I guess the moderator is allowed Sarcasm. Don't dismiss this poll just yet. It's up to 28 and the percentage that don't care is equal to the percentage that say it's a death blow. So there. 50/50 means the people that are making light of this are missing the idea. See next comment for why. Thanks for at least agreeing it would have been nice.



tampa8 said:


> I too was at first not happy about this, but have since thought it through. But first, I worked with polling and polling data for several years so feel I can comment on the pole at AVS. That pole or one taken here for that matter is soooo skewed that it means nothing. The vast majority of subscribers are no where near the fanatics we are. I cannot of course predict what a true pole would reveal, but I suspect no where near as high as at AVS. That it is a high end, expensive receiver does lend some support to the arguements here that it should have it, and you would be correct that the buyer may indeed be more sopisticated. Most will have decided to buy it however, because it will have two tuners, record in HD, and receive OTA and record digital OTA, because that is what it will be advertised to do. I suppose if it does not sell well, research would be done to see why and your problem with it would be investigated.

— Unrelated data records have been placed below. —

PR #665, opened 2019-08-09
PHPLIB-462: ensure compatibility with PHP 7.4

alcaeus:
While we're not going to be running any PHP 7.4 features for a while, we at least want to make sure that we test the library on PHP 7.4. This requires upgrading to newer PHPUnit releases to avoid errors due to the deprecation of the `__toString` methods in reflection classes.

Upgrading to PHPUnit 7 or newer is non-trivial, as support for PHP 5 was dropped and PHPUnit introduces type hints. To cope with that, we use `symfony/phpunit-bridge` to provide compatibility layers for the `TestCase` class. Once https://github.com/symfony/symfony/pull/33078 is merged, we can also drop the constraint traits from this packages. However, since the traits are marked as `@internal` we don't need to wait for a merge of that pull request and can drop them once they're available in `symfony/phpunit-bridge`.

### DIFF
--- a/phpunit.xml.dist
+++ b/phpunit.xml.dist
@@ -2,15 +2,10 @@
 
 <phpunit
          xmlns:xsi="http://www.w3.org/2001/XMLSchema-instance"
-         xsi:noNamespaceSchemaLocation="http://schema.phpunit.de/4.3/phpunit.xsd"
-         backupGlobals="false"
-         backupStaticAttributes="false"
+         xsi:noNamespaceSchemaLocation="https://schema.phpunit.de/8.3/phpunit.xsd"
+         beStrictAboutOutputDuringTests="true"
+         beStrictAboutChangesToGlobalState="true"
          colors="true"
-         convertErrorsToExceptions="true"
-         convertNoticesToExceptions="true"
-         convertWarningsToExceptions="true"
-         stopOnFailure="false"
-         syntaxCheck="false"
          bootstrap="tests/bootstrap.php"
 >
 
--- a/tests/Collection/CrudSpecFunctionalTest.php
+++ b/tests/Collection/CrudSpecFunctionalTest.php
@@ -300,7 +300,7 @@ class CrudSpecFunctionalTest extends FunctionalTestCase
                 break;
 
             case 'bulkWrite':
-                $this->assertInternalType('array', $expectedResult);
+                $this->assertIsArray($expectedResult);
                 $this->assertInstanceOf(\MongoDB\BulkWriteResult::class, $actualResult);
 
                 if (isset($expectedResult['deletedCount'])) {
@@ -357,7 +357,7 @@ class CrudSpecFunctionalTest extends FunctionalTestCase
 
             case 'deleteMany':
             case 'deleteOne':
-                $this->assertInternalType('array', $expectedResult);
+                $this->assertIsArray($expectedResult);
                 $this->assertInstanceOf(\MongoDB\DeleteResult::class, $actualResult);
 
                 if (isset($expectedResult['deletedCount'])) {
@@ -375,7 +375,7 @@ class CrudSpecFunctionalTest extends FunctionalTestCase
                 break;
 
             case 'insertMany':
-                $this->assertInternalType('array', $expectedResult);
+                $this->assertIsArray($expectedResult);
                 $this->assertInstanceOf(\MongoDB\InsertManyResult::class, $actualResult);
 
                 if (isset($expectedResult['insertedCount'])) {
@@ -391,7 +391,7 @@ class CrudSpecFunctionalTest extends FunctionalTestCase
                 break;
 
             case 'insertOne':
-                $this->assertInternalType('array', $expectedResult);
+                $this->assertIsArray($expectedResult);
                 $this->assertInstanceOf(\MongoDB\InsertOneResult::class, $actualResult);
 
                 if (isset($expectedResult['insertedCount'])) {
@@ -409,7 +409,7 @@ class CrudSpecFunctionalTest extends FunctionalTestCase
             case 'replaceOne':
             case 'updateMany':
             case 'updateOne':
-                $this->assertInternalType('array', $expectedResult);
+                $this->assertIsArray($expectedResult);
                 $this->assertInstanceOf(\MongoDB\UpdateResult::class, $actualResult);
 
                 if (isset($expectedResult['matchedCount'])) {
--- a/tests/Collection/CrudSpecFunctionalTest.php
+++ b/tests/Collection/CrudSpecFunctionalTest.php
@@ -11,6 +11,7 @@ use MongoDB\Operation\FindOneAndReplace;
 use IteratorIterator;
 use LogicException;
 use MultipleIterator;
+use Symfony\Bridge\PhpUnit\SetUpTearDownTrait;
 
 /**
  * CRUD spec functional tests.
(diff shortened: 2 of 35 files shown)


phpunit.xml.dist
```diff
@@ -2,15 +2,10 @@
 
 <phpunit
          xmlns:xsi="http://www.w3.org/2001/XMLSchema-instance"
-         xsi:noNamespaceSchemaLocation="http://schema.phpunit.de/4.3/phpunit.xsd"
-         backupGlobals="false"
-         backupStaticAttributes="false"
+         xsi:noNamespaceSchemaLocation="https://schema.phpunit.de/8.3/phpunit.xsd"
+         beStrictAboutOutputDuringTests="true"
+         beStrictAboutChangesToGlobalState="true"
```
jmikola: Am I correct that this option was introduced in 4.6 (see: [blog post](https://thephp.cc/news/2015/04/phpunit-4-6-and-global-state)), even though it was never [documented](https://phpunit.de/manual/4.6/en/appendixes.configuration.html)? I'm not sure about `beStrictAboutOutputDuringTests`, but there are some online references to that dating back to [2015](https://www.drupal.org/project/drupal/issues/2105583#comment-8966483) so I assume that's fine.

Just wanted to confirm that these will apply to all PHPUnit versions we use for testing.

tests/Compat/PolyfillAssertTrait.php
```diff
@@ -0,0 +1,25 @@
...
+use Symfony\Bridge\PhpUnit\Legacy\PolyfillAssertTrait as SymfonyPolyfillAssertTrait;
+
+$r = new ReflectionClass(Assert::class);
+if (! $r->hasMethod('assertEqualsWithDelta')) {
+    /**
+     * @internal
+     */
+    trait PolyfillAssertTrait
+    {
+        use SymfonyPolyfillAssertTrait;
```
jmikola: Is there a particular reason that [`PolyfillAssertTrait`](https://github.com/symfony/symfony/blob/4.4/src/Symfony/Bridge/PhpUnit/Legacy/PolyfillAssertTrait.php) doesn't have a compat shim, like [`SetUpTearDownTrait`](https://github.com/symfony/symfony/blob/4.4/src/Symfony/Bridge/PhpUnit/SetUpTearDownTrait.php)?

Is that because it really is only relevant to older PHPUnit versions, so Symfony is careful not to use it in newer branches?

tests/Collection/CrudSpecFunctionalTest.php
```diff
@@ -19,9 +20,11 @@
  */
 class CrudSpecFunctionalTest extends FunctionalTestCase
 {
+    use SetUpTearDownTrait;
+
     private $expectedCollection;
 
-    public function setUp()
+    private function doSetUp()
```
jmikola: Just to confirm, can we still chain to `parent::setUp()` below despite this method being renamed to `doSetUp()`?

phpunit.xml.dist
alcaeus: The XSD option was added in https://github.com/sebastianbergmann/phpunit/commit/9101f51cad93f97bea7b277007127635653eadbf#diff-365e6053dce410a51198fc699549f0ae, which was first included in 4.0.0. The comments in the code indicate that the functionality itself was added in 3.8.0, so we should be safe here.

The reason this was added is that I regenerated a new configuration file using `phpunit --generate-configuration` to account for changes in the default configuration.

tests/Compat/PolyfillAssertTrait.php
alcaeus: I talked to @nicolas-grekas about this. The assertion polypill is marked as `@internal` because they only use it to patch PHPUnit classes in their simple-phpunit binary: https://github.com/symfony/symfony/blob/a9ace363899373f4fed96f32cd38fc94187666d2/src/Symfony/Bridge/PhpUnit/bin/simple-phpunit.php#L154..L157. With the myriad of PHPUnit versions Symfony needs to support, it's too risky for them to have a single trait and let people use that in classes extending from `PHPUnit\Framework\Assert`, as it would then override the methods already shipped by PHPUnit. Patching the original class works around this issue as the code in `PHPUnit\Framework\Assert` then overrides the trait code.

In our case, I didn't want to patch PHPUnit code and with the PHPUnit versions we currently support, the single trait is good enough for us as all new assertion methods were added in or after PHPUnit 7. That's why we declare our own trait, which is empty if the PHPUnit version is new enough, as it allows us to always include our polyfill trait in the test classes.

There is still a certain risk using internal code from Symfony, but given that they need to keep the trait around as long as they support PHPUnit < 7 I feel rather confident there: dropping older PHPUnit versions for them won't be possible until Symfony 4.4 is EOL, which will be in November 2023. I hope we'll be able to get rid of support for PHP 5 before then. However, if you'd rather not use an internal class we can always duplicate the polyfill to our library, of course keeping the original copyright intact.

tests/Collection/CrudSpecFunctionalTest.php
alcaeus: Yes, that is still possible. The `parent::setUp()` call in `doSetUp` will always go to the parent class. In this case, the parent (`FunctionalTestCase`) also includes the trait, so the call will again land in the shim and call the `doSetUp` method that is written in `FunctionalTestCase`. Chaining the setup/teardown methods is still possible as before, we just have to remember to use the polyfill trait and write `doSetUp` methods until we can get rid of PHPUnit < 8.

alcaeus:
> [symfony/symfony#33078](https://github.com/symfony/symfony/pull/33078) appears to have been merged already.

Yes, I originally included the code I PR'ed to Symfony in this library, but now that it has been merged we no longer need to include it ourselves.
 
> Was that related to using `^4.4@dev` in `composer.json`, or do we still need that until a tagged release is made upstream?
Symfony 4.4 will be released in November, so we have to use an `@dev` release until then. I don't like relying on pre-release versions, but in this case it's the only option we have if we want to test on PHP 7.4 without PHPUnit causing deprecation errors and tripping over them itself. PHPUnit 7.5.15 will fix this (once released), but that version wouldn't be installable without changes either so I decided to update to the newest version where possible. Once Symfony 4.4 is released, I'll update the version constraint to require a stable release.

tests/Collection/CrudSpecFunctionalTest.php
nicolas-grekas: I confirm: the trait has been designed so that only the signature of the method is changed, and not its body.

tests/Compat/PolyfillAssertTrait.php
nicolas-grekas: Or you could use simple-phpunit :)
But I agree, the risk is low.

jmikola: Thanks for the deep explanation! I'm content with this.

@nicolas-grekas: Thanks for chiming in. `simple-phpunit` looks interesting (first I've seen of it) and is probably something (along with the bridge) that I could have benefited from a good while back :smile:. I'll defer to @alcaeus about whether it's worth migrating over to that at some later point.

jmikola:
> Once Symfony 4.4 is released, I'll update the version constraint to require a stable release.

Please make a PHPLIB ticket as a reminder to do so (if you haven't already).

alcaeus:
Created [PHPLIB-465](https://jira.mongodb.org/browse/PHPLIB-465) to track changing the dev requirement after the release of Symfony 4.4.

Tampa8, While I understand that one might assume an AVS poll is skewed, in this case I don't feel it is, Here are 2+ reasons why.

1. The fanatics at AVS are precisely who the target audience is. As you say "The vast majority of subscribers are no where near the fanatics we are." Exactly, I have been a Dish sub. for 8 years and I have owned only their fancy models. DSR-100, 5000 with HD mod., 6000, 721, etc. I have always had problems receiving good tech support on these units and the reasons cited are a)"I have never had a call on this unit before, let me bump you up to advanced support." Advanced support has repeatedly said b)"Hardly anyone ever calls about these units because less than 1% of our subscribers have advanced equipment."

Simply put that's 7,920,000 -- basic 301, and maybe 501 users and 80,000 -- 6000, 721 users. We fanatics are the only ones who will ever buy this kind of unit so the AVS poll is skewed to the exact demographic that will buy this unit. AND HALF OF US ARE PISSED!, Yes we will have to live with it, but it is a huge letdown.

2. 28 people is actually statistically significant to about +-10-15%. It takes 345 people to be at +-3-4% Like election exit poles, and 900 is enough for +-1-2%. So think what you want, but no less then 3-4 out of every ten of us "fanatics" wanted this feature, and claim they won't buy without it. That's way too big a number for Dish to not see sales suffer. They will get away with it though, and offer an updated unit in a couple years. Big companies always get away with it.



BobMurdoch said:


> Correct me if I'm wrong but you can switch it between HD and SD outputs can you not? So those that want to archive to a standard VCR can do so, while those that want the best picture while viewing the PVR can do so via the HD output. As for not being able to do both at the same time, .....I'll live.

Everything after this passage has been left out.